*MATERIAL SHOWN*:

○ ○ ○ ○

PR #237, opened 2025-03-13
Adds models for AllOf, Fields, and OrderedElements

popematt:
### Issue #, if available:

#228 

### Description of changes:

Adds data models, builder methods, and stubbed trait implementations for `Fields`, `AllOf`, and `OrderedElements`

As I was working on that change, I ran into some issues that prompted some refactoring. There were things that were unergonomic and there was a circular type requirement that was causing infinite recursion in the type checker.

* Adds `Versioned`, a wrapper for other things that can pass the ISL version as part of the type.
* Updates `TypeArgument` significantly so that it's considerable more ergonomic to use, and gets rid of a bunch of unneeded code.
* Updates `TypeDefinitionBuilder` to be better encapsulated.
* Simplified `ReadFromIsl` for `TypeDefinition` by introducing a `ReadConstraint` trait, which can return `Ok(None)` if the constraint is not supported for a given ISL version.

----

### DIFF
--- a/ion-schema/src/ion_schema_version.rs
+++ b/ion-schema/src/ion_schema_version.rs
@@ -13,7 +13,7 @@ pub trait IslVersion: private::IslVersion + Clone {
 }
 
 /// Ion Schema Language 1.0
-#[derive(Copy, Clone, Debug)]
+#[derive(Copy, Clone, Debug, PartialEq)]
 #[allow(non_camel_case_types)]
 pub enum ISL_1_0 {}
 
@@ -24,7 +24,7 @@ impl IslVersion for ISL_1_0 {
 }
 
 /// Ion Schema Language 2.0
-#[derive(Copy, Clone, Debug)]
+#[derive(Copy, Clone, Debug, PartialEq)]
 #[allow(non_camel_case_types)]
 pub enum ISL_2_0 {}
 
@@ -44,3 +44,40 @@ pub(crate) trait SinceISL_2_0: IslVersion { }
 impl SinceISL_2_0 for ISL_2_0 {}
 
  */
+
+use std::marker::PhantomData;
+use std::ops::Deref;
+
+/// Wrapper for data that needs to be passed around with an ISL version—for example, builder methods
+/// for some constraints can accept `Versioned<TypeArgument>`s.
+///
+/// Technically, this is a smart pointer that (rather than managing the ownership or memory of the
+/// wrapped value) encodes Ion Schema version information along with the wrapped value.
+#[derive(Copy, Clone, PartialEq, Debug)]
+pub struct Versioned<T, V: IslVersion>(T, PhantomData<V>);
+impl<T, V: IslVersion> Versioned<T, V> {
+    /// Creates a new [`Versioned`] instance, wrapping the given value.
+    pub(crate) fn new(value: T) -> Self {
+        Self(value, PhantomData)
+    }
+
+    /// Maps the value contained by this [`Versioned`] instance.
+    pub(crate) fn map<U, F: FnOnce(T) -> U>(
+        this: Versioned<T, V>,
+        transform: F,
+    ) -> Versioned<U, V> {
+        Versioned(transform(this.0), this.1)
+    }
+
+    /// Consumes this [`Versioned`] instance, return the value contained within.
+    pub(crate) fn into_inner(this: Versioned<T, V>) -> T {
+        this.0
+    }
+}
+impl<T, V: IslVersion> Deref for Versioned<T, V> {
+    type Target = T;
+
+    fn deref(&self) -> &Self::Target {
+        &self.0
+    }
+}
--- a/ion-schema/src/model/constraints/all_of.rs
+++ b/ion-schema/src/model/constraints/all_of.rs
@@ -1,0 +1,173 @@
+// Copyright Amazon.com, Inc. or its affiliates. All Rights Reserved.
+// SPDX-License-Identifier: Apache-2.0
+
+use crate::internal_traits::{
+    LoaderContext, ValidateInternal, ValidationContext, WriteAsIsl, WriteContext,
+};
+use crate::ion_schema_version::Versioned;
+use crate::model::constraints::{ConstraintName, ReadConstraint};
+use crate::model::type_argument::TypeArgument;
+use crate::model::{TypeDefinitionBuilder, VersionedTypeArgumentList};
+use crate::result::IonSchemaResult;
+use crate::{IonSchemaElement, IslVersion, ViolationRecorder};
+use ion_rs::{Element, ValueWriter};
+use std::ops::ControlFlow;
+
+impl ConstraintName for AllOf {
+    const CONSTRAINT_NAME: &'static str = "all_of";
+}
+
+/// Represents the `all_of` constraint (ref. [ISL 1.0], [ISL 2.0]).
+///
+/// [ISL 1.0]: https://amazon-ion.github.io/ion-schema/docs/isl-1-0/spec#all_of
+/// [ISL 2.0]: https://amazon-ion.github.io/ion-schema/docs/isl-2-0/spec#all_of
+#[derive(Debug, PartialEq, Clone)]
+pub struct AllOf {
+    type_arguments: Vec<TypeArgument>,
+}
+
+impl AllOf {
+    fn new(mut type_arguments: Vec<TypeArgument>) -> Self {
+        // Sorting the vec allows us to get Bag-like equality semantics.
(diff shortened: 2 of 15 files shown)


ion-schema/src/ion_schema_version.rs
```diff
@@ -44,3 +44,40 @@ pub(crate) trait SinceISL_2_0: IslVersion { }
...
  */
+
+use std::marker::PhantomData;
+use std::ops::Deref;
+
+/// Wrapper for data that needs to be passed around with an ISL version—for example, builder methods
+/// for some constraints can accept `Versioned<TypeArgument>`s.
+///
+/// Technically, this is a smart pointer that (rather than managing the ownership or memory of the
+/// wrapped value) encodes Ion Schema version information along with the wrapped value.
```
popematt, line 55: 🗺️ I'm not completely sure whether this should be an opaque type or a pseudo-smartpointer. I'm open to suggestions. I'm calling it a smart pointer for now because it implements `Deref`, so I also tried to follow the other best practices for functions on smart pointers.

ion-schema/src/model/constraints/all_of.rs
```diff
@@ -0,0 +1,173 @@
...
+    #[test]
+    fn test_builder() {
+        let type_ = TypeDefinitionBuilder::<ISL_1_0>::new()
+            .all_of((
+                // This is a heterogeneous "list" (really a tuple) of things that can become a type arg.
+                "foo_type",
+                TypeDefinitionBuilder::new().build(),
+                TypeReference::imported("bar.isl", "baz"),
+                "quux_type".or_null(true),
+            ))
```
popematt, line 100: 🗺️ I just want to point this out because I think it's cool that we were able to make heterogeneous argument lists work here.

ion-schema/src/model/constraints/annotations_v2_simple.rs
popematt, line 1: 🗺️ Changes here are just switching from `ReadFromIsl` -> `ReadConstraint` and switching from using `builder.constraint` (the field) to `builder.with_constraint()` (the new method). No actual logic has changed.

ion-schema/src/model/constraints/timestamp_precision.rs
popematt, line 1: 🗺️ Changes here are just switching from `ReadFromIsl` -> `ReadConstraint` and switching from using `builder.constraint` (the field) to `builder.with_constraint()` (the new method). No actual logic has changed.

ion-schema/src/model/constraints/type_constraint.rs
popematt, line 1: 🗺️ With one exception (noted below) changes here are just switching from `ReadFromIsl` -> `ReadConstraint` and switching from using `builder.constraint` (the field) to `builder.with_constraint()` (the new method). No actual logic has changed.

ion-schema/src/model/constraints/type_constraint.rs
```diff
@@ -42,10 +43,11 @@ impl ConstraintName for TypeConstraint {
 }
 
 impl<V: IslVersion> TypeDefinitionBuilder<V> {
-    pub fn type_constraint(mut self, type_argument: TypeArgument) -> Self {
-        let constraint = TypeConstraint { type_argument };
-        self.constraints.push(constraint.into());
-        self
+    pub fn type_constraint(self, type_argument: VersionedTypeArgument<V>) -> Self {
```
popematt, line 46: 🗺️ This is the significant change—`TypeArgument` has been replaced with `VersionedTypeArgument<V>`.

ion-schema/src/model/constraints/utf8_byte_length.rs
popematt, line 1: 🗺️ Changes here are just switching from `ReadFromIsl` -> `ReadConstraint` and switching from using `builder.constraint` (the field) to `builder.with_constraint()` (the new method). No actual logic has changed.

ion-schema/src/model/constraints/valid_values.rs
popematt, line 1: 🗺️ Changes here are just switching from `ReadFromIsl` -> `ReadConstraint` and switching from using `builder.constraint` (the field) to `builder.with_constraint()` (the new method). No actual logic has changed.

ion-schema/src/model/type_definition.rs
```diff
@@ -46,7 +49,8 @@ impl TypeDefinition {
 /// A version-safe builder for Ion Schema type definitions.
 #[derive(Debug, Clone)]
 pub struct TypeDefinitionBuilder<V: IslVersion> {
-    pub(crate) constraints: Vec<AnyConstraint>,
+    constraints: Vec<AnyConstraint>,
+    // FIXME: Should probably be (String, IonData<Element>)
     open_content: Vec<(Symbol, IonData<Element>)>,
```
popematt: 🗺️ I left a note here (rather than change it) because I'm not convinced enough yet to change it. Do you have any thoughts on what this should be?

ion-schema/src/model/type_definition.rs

○ ○ ○ ○

*WORK REQUIRED*: The entries above hold a line with "IslVersion> Versioned<T, V>" and a later line with "new(mut type_arguments: Vec<TypeArgument>)". Write out exactly those lines and all lines between, nothing more.

*OUTPUT OF THE TASK*:
+impl<T, V: IslVersion> Versioned<T, V> {
+    /// Creates a new [`Versioned`] instance, wrapping the given value.
+    pub(crate) fn new(value: T) -> Self {
+        Self(value, PhantomData)
+    }
+
+    /// Maps the value contained by this [`Versioned`] instance.
+    pub(crate) fn map<U, F: FnOnce(T) -> U>(
+        this: Versioned<T, V>,
+        transform: F,
+    ) -> Versioned<U, V> {
+        Versioned(transform(this.0), this.1)
+    }
+
+    /// Consumes this [`Versioned`] instance, return the value contained within.
+    pub(crate) fn into_inner(this: Versioned<T, V>) -> T {
+        this.0
+    }
+}
+impl<T, V: IslVersion> Deref for Versioned<T, V> {
+    type Target = T;
+
+    fn deref(&self) -> &Self::Target {
+        &self.0
+    }
+}
--- a/ion-schema/src/model/constraints/all_of.rs
+++ b/ion-schema/src/model/constraints/all_of.rs
@@ -1,0 +1,173 @@
+// Copyright Amazon.com, Inc. or its affiliates. All Rights Reserved.
+// SPDX-License-Identifier: Apache-2.0
+
+use crate::internal_traits::{
+    LoaderContext, ValidateInternal, ValidationContext, WriteAsIsl, WriteContext,
+};
+use crate::ion_schema_version::Versioned;
+use crate::model::constraints::{ConstraintName, ReadConstraint};
+use crate::model::type_argument::TypeArgument;
+use crate::model::{TypeDefinitionBuilder, VersionedTypeArgumentList};
+use crate::result::IonSchemaResult;
+use crate::{IonSchemaElement, IslVersion, ViolationRecorder};
+use ion_rs::{Element, ValueWriter};
+use std::ops::ControlFlow;
+
+impl ConstraintName for AllOf {
+    const CONSTRAINT_NAME: &'static str = "all_of";
+}
+
+/// Represents the `all_of` constraint (ref. [ISL 1.0], [ISL 2.0]).
+///
+/// [ISL 1.0]: https://amazon-ion.github.io/ion-schema/docs/isl-1-0/spec#all_of
+/// [ISL 2.0]: https://amazon-ion.github.io/ion-schema/docs/isl-2-0/spec#all_of
+#[derive(Debug, PartialEq, Clone)]
+pub struct AllOf {
+    type_arguments: Vec<TypeArgument>,
+}
+
+impl AllOf {
+    fn new(mut type_arguments: Vec<TypeArgument>) -> Self {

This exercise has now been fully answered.